EXCERPTED DATA >>
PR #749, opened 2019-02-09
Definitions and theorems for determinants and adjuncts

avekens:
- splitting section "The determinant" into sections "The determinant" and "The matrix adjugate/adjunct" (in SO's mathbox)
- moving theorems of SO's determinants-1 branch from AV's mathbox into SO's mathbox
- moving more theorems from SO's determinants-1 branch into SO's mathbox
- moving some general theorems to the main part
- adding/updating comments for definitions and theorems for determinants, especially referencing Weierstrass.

TRY IT >>
Give the number of lines in the records that contain the word "branch", and write nothing else.

SOLUTION >>
2